Returns a dict with:
- `narrative`: str, human-readable description
- `method`: "lagged_correlation", "comovement", or "insufficient_data"
- `n_points`: int, number of points in sparser series
- `segment_details`: list[dict], per-segment analysis (comovement only)
- `best_lag`: dict with lag details (correlation path only)
- `all_lags`: list of all tested lags (correlation path only)
- `max_lag_tested`: int, maximum lag tested (correlation only)

---

### `TrendDetector(max_segments=3, threshold=0.05)`

Fits a piecewise-linear model using BIC-optimised segment count, snapping
breakpoints to integer years and local extrema.

| Method | Returns | Description |
|---|---|---|
| `extract_trend(x, y)` | `list[dict]` | Fit model; return per-segment stats |
| `fit_best_model(x, y)` | `pwlf model \| None` | Run both fitting passes |
| `calculate_bic(ssr, n, k)` | `float` | Static BIC helper |

Each segment dict contains: `start_year`, `end_year`, `start_value`,
`end_value`, `slope`, `p_value`.

---

### `InsightExtractor(x, y, detector=None)`

Combines volatility measurement with trend detection. Pass a custom detector
to control the fitting logic.

| Method | Returns | Description |
|---|---|---|
| `get_volatility()` | `float` | Coefficient of Variation (%) |
| `get_structural_segments()` | `list[dict]` | Delegates to the detector |
| `extract_full_suite()` | `dict` | `{cv_value, segments, n_points}` |

---

### `consolidate_segments(segments)`

Merges consecutive segments that share the same slope direction.

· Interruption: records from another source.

PR #1393, opened 2024-11-13
Fix: Global arguments of find command should be set first

alfeilex:
This issue fixes: #1394

After that change:
https://github.com/devonfw/ide/commit/402fbad9c659ed2d7ff9a5c85bd9b820a444e874

the order of arguments was wrong. That fix reorders the `type d` argument after the global arguments like `-maxdepth` and 
`-mindepth`


hohwille (approved):
@alfeilex thank you so much for the quick fix 🥇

Applied
automatically inside `get_segment_narrative`.

---

### `millify(n)`

Formats large numbers with a human-readable suffix: `1_500_000 → "1.50 M"`.

---

## Running tests

```bash
uv run pytest
# or with coverage:
uv run pytest --cov=trend_narrative --cov-report=term-missing
```

---

## Project structure

```
trend-narrative/
├── trend_narrative/
│   ├── __init__.py              # Public API
│   ├── detector.py              # TrendDetector – piecewise-linear fitting
│   ├── extractor.py             # InsightExtractor – volatility + trend facade
│   ├── narrative.py             # Narrative generation + millify helper
│   ├── relationship_analysis.py # Relationship analysis between two series
│   └── relationship_narrative.py # Relationship narrative generation
├── tests/
│   ├── test_detector.py
│   ├── test_extractor.py
│   ├── test_narrative.py
│   ├── test_relationship_analysis.py
│   └── test_relationship_narrative.py
├── pyproject.toml
└── README.md
```

## Contact

For questions, feedback, or collaboration enquiries, please reach out to [ysuzuki2@worldbank.org](mailto:ysuzuki2@worldbank.org).

## License

This project is licensed under the MIT License together with the [World Bank IGO Rider](WB-IGO-RIDER.md). The Rider is purely procedural: it reserves all privileges and immunities enjoyed by the World Bank, without adding restrictions to the MIT permissions. Please review both files before using, distributing or contributing.